Goal of the exercise: From the entries provided below, copy each line that contains the word "dependency".

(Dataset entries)
PR #4, opened 2015-07-05
Update the homepage in the gemspec to point to the right repo

rtyler:


rtyler:
Travis is not going to succeed until the next PR is merged, this is minor an of little consequence so I'm merging ahead of the checkmark

PR #7, opened 2015-08-17
add kafka tracer

jamescway:
Adding Kafka tracer functionality and documentation.  Allows using Kafka as the transport instead of scribe.

Caveat: This implementation can only be used by Jruby (JVM based) and will not be usable by MRI ruby.

### DIFF
--- a/.travis.yml
+++ b/.travis.yml
@@ -3,4 +3,5 @@ rvm:
 - 2.1
 - 1.9.3
 - jruby
-- jruby-head
+- jruby-1.7.21
+
--- a/README.md
+++ b/README.md
@@ -22,6 +22,7 @@ where Rails.config.zipkin_tracer or config is a hash that can contain the follow
    response status, headers, and body; and can record annotations
  * `:filter_plugin` - plugin function which recieves Rack env and will skip tracing if it returns false
  * `:whitelist_plugin` - plugin function which recieves Rack env and will force sampling if it returns true
+ * `:zookeeper` - plugin function which uses zookeeper and kafka instead of scribe as the transport
 
 ## Warning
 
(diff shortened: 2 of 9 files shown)


.travis.yml
```diff
@@ -3,4 +3,3 @@ rvm:
 - 2.1
 - 1.9.3
 - jruby
-- jruby-head
```
jamescway: @rtyler any reason we want to use head here?  Was making builds fail.

rtyler: It depends what version of RVM is being used in Travis CI. `jruby-head` in older versions refers to JRuby 9k, which has since been released and is the current version of JRuby.

In newer versions of RVM, `jruby` refers to `jruby-9.0.0.0`. We should definitely still be testing on JRuby 1.7.x (1.7.21) and JRuby 9k

lib/zipkin-tracer.rb
```diff
@@ -17,6 +17,15 @@
 
 require 'zipkin-tracer/careless_scribe'
 
+if RUBY_PLATFORM == 'java'
+  begin
+    require 'hermann/producer'
+  rescue LoadError
+    # Hermann not available
+  end
+  require 'zipkin-tracer/zipkin_kafka_tracer' if defined?(::Hermann)
```
rtyler: If Hermann cannot be loaded at this time, will the tracer actually operate correctly? I would expect this to be a failure instead of a recoverable error

README.md
```diff
@@ -77,3 +78,15 @@ For example:
...
     lambda {|env| KNOWN_DEVICES.include?(env['HTTP_X_DEVICE_ID'])}
+
+### Kafka Tracer
+
+Kafka tracer inherits from Tracer which is found in Finagle.  It allows using Kafka as
+the transport instead of scribe.  If a config[:zookeeper] parameter is pass into the
+initialization of the RackHandler, then the gem will use Kafka.  Hermann is the kafka
+client library.  Hermann and the Scribe gems are optionally installed because we would
+only use one of the other.  In your application, you will need to explicitly install
+either Hermann or Scribe.
```
rtyler: IMO adding the specific statements from a `Gemfile` here would be useful, e.g.:


```
  # zipkin-kafka-tracer requires at minimim Hermann 0.25.0 or later
  gem 'hermann', '~> 0.25'
```

```
  # scribe?!
 gem 'somescribe'
```

.travis.yml
jamescway: It looks like it was using jruby-9.0.1.0-SNAPSHOT which seems like is a little more edge than we need?

rtyler: That is correct, I suggest making this:

```
- jruby
- jruby-1.7.21
```

jamescway:
not sure why github is not updating the PR, closing to make a new one

PR #9, opened 2015-09-04
Use finagle-thrift ~> 1.4.1

jfeltesse-mdsol:
Makes the trace handling thread safe and suppresses Hash deprecation warnings.

See also https://github.com/twitter/finagle/commit/086f36280d95ce56e9a30eda789c983ae79b82ec

Bumped to 0.4.0 because finagle-thrift went from 1.3.x to 1.4.x.

Took the opportunity to remove the redundant scribe dependency in the gemspec.

### DIFF
--- a/lib/zipkin-tracer/version.rb
+++ b/lib/zipkin-tracer/version.rb
@@ -12,6 +12,6 @@
 # See the License for the specific language governing permissions and
 # limitations under the License.
 module ZipkinTracer
-  VERSION = "0.3.1"
+  VERSION = "0.4.0"
 end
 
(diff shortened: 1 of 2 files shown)


jamescway:
:+1: I guess another nail in the coffin for scribe

jfeltesse-mdsol:
well, scribe isn't removed or anything, it's just that it appeared 2 times in the gemspec and IIRC the first time I tried to bundle that gem in a different repo it complained about it.

jamescway:
icic, thanks for finding that bug

PR #10, opened 2015-09-06
moved faraday middleware into the zipkin client gem

JordiPolo:
Adds the code in the https://github.com/openzipkin/faraday-zipkin gem into this gem.
I think there are very good reasons to do this:
- Although possible in theory, in practice you will not use faraday-zipkin without zipkin-tracer, so they were tied together anyways
- They communicate by the Trace.id variable, if this ever changes in one side (rack middleware) it will be much easier to modify its consumers
- Coherent use of thrift versions, etc. We are using their internal classes so use of different versions may cause weird bugs
- Opportunities to DRY code, write integration tests.

I think after merging this, we can have a PR in https://github.com/openzipkin/faraday-zipkin in the README declaring it deprecated.

Other than bringing the code of Faraday, I've tried to refrain to make any other code changes in this PR.
The other changes are:
- Added info on how to use Faraday in the README and the travis build badge of the project
- Added a Changelog file
-  Added .rspec file (from faraday gem)
- changed the structure of the lib directory, now we have a rack/ and a faraday/ directories
- changed the name of the faraday middleware to be called ZipkinTracer::FaradayHandler, so it is coherent with our already existing ZipkinTracer::RackHandler
- Solved problem of faraday spec randomly failing

@jamescway  please review


JordiPolo:
ping @jamescway  @adriancole

jamescway:
@JordiPolo Thanks for putting thought into this.  I do agree that sharing the similar code is a good thing  A few questions to think through before we consider merging:
* in some use cases there is only a need for one or the other.  Wouldn't that be importing some unnecessary libs in that case?  I will say that using faraday-zipkin only is kind of ugly and needs work.
* a case can be made to standardize on faraday middleware, but this would be forcing that issue, wouldn't this implementation impede someone creating `other_middleware-zipkin`

JordiPolo:
@jamescway  Thanks for the review

I believe 4863bbd addresses your concerns.
Now we do not force the Faraday dependency but allow the faraday middleware to be available if Faraday is available.

Also, I think using the same trick this gem can gather any other middleware or connector needed for Zipkin. Just Faraday probably is what we will ever need though, as is kind of standard.

lib/zipkin-tracer.rb
```diff
@@ -1,113 +1,7 @@
...
-
-      Trace::TraceId.new(*trace_parameters)
-    end
-  end
-
-end
+begin
+  require 'faraday'
+  require 'zipkin-tracer/faraday/zipkin-tracer'
+rescue LoadError #Faraday is not available, we do not load our code.
```
adriancole: cool.. so faraday is optional due to this rescue

adriancole:
looks good! thanks for addressing @jamescway's concern about requiring faraday. keep'em coming

PR #12, opened 2015-09-09
extracting out config

jcarres-mdsol:
Part of a grand plan to spec better the code.
configuration related code and logic lives in its own file and added a spec for it
@jamescway @adriancole


adriancole:
I love changes like this.

PR #13, opened 2015-09-09
Feature/more specs

jcarres-mdsol:
This PR:
- Rescue errors in the rack middleware so if Zipkin somehow blows up, the app still continues its probably more important work
- Adds an integration spec that actually starts up two applications and makes them communicate. It checks that the trace Ids are really sent between them so we know that the rack and faraday middleware are working correctly together.

Also small things like upping version of rspec and adding versions of gems to the spec file. Helps when new people gets into the project.

### DIFF
--- a/README.md
+++ b/README.md
@@ -39,7 +39,12 @@ responses).
 
 ### Sending traces on outgoing requests with Faraday
 
-First, for the Faraday middleware to have the correct trace ID, you should be using the rack middleware in your application.
+First, Faraday has to be part of your Gemfile:
+```
+gem 'faraday', '~> 0.8'
+```
+
+For the Faraday middleware to have the correct trace ID, the rack middleware should be used in your application as explained above.
 
 Then include ZipkinTracer::FaradayHandler as a Faraday middleware:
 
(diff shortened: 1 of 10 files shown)


README.md
```diff
@@ -39,7 +39,12 @@ responses).
 
 ### Sending traces on outgoing requests with Faraday
 
-First, for the Faraday middleware to have the correct trace ID, you should be using the rack middleware in your application.
+First, Faraday has to be part of your Gemfile:
```
jcarres-mdsol: somehow I merge back with master and got this. Not really a change, that text is in master already

lib/zipkin-tracer.rb
```diff
@@ -1,2 +1,7 @@
 require 'zipkin-tracer/rack/zipkin-tracer'
-require 'zipkin-tracer/faraday/zipkin-tracer'
\ No newline at end of file
+
+begin
```
jcarres-mdsol: same than above, this is there already, crazy Github?

adriancole:
I'd squash this into one commit or two commits, latter changelog and version

adriancole:
LGTM otherwise

PR #14, opened 2015-09-10
added a logger option so we can log errors

jcarres-mdsol:
* Added a logger configuration option so we can log errors.
* Log exceptions
* Added an explanation about what will happen if no server information is configured in the gem

@adriancole

### DIFF
--- a/README.md
+++ b/README.md
@@ -27,6 +27,14 @@ where Rails.config.zipkin_tracer or config is a hash that can contain the follow
  * `:filter_plugin` - plugin function which recieves Rack env and will skip tracing if it returns false
  * `:whitelist_plugin` - plugin function which recieves Rack env and will force sampling if it returns true
  * `:zookeeper` - plugin function which uses zookeeper and kafka instead of scribe as the transport
+ * `:logger` - A logger class following the standard's library Logger interface (Log4r, Rails.logger, etc).
+
+
+ If The configuration do not provide a Scribe or a Zookeeper servers, then the middlewares will not
+ attempt to send traces. But they will still generate proper IDs and pass them to other services.
+ Thus, if you only want to generate IDs for instance for logging and do not intent to integrate with Zipkin,
+ you can still use this gem. Just do not specify any server :)
+
 
 ### Warning
 
--- a/lib/zipkin-tracer/rack/zipkin-tracer.rb
+++ b/lib/zipkin-tracer/rack/zipkin-tracer.rb
@@ -94,7 +94,9 @@ module ZipkinTracer extend self
       @lock.synchronize do
         yield
       end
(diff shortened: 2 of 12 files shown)


README.md
```diff
@@ -27,6 +27,14 @@ where Rails.config.zipkin_tracer or config is a hash that can contain the follow
  * `:filter_plugin` - plugin function which recieves Rack env and will skip tracing if it returns false
  * `:whitelist_plugin` - plugin function which recieves Rack env and will force sampling if it returns true
  * `:zookeeper` - plugin function which uses zookeeper and kafka instead of scribe as the transport
+ * `:logger` - A logger class following the standard's library Logger interface (Log4r, Rails.logger, etc).
+
+
+ If The configuration do not provide a Scribe or a Zookeeper servers, then the middlewares will not
+ attempt to send traces. But they will still generate proper IDs and pass them to other services.
+ Thus, if you only want to generate IDs for instance for logging and do not intent to integrate with Zipkin,
```
adriancole: hehe

spec/lib/config_spec.rb
```diff
@@ -28,6 +29,26 @@ module ZipkinTracer
...
+        logger = 'TrusmisLogger'
+        object_double("Rails", logger: logger).as_stubbed_const
+
+        config = Config.new(nil, {})
+        expect(config.logger).to eq(logger)
+      end
+
+      it 'uses STDOUT if nothing was provided and not using rails' do
+        logger = 'TrusmisLogger'
+       # object_double("Rails", logger: logger).as_stubbed_const
```
adriancole: intended?

lib/zipkin-tracer/rack/zipkin-tracer.rb
```diff
@@ -94,7 +94,8 @@ def synchronize(&block)
       @lock.synchronize do
         yield
       end
-    rescue# Nothing wonky that the tracer does should stop us from using the app!!!
+    rescue StandardError => e # Nothing wonky that the tracer does should stop us from using the app!!!
+      @config.logger.error("Exception #{e.message} while sending Zipkin traces. #{e.backtrace}")
```
adriancole: should this be error level? if tracer shouldn't stop us from using the app, and we have a problem that issues an error, could the amount of errors take down the app (ex. fill-up log files)

JordiPolo:
It fails, I have the feeling jruby is telling me something is wrong. I'll check it tomorrow

lib/zipkin-tracer/rack/zipkin-tracer.rb
JordiPolo: I think it should be error level.
Any app should have log rotation or other system to avoid the log to fill the disk space. If we can bring it down with this, other many gems/pieces or their app would be able to do so also.

jcarres-mdsol:
#15  supersedes this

Result:
Took the opportunity to remove the redundant scribe dependency in the gemspec.
Now we do not force the Faraday dependency but allow the faraday middleware to be available if Faraday is available.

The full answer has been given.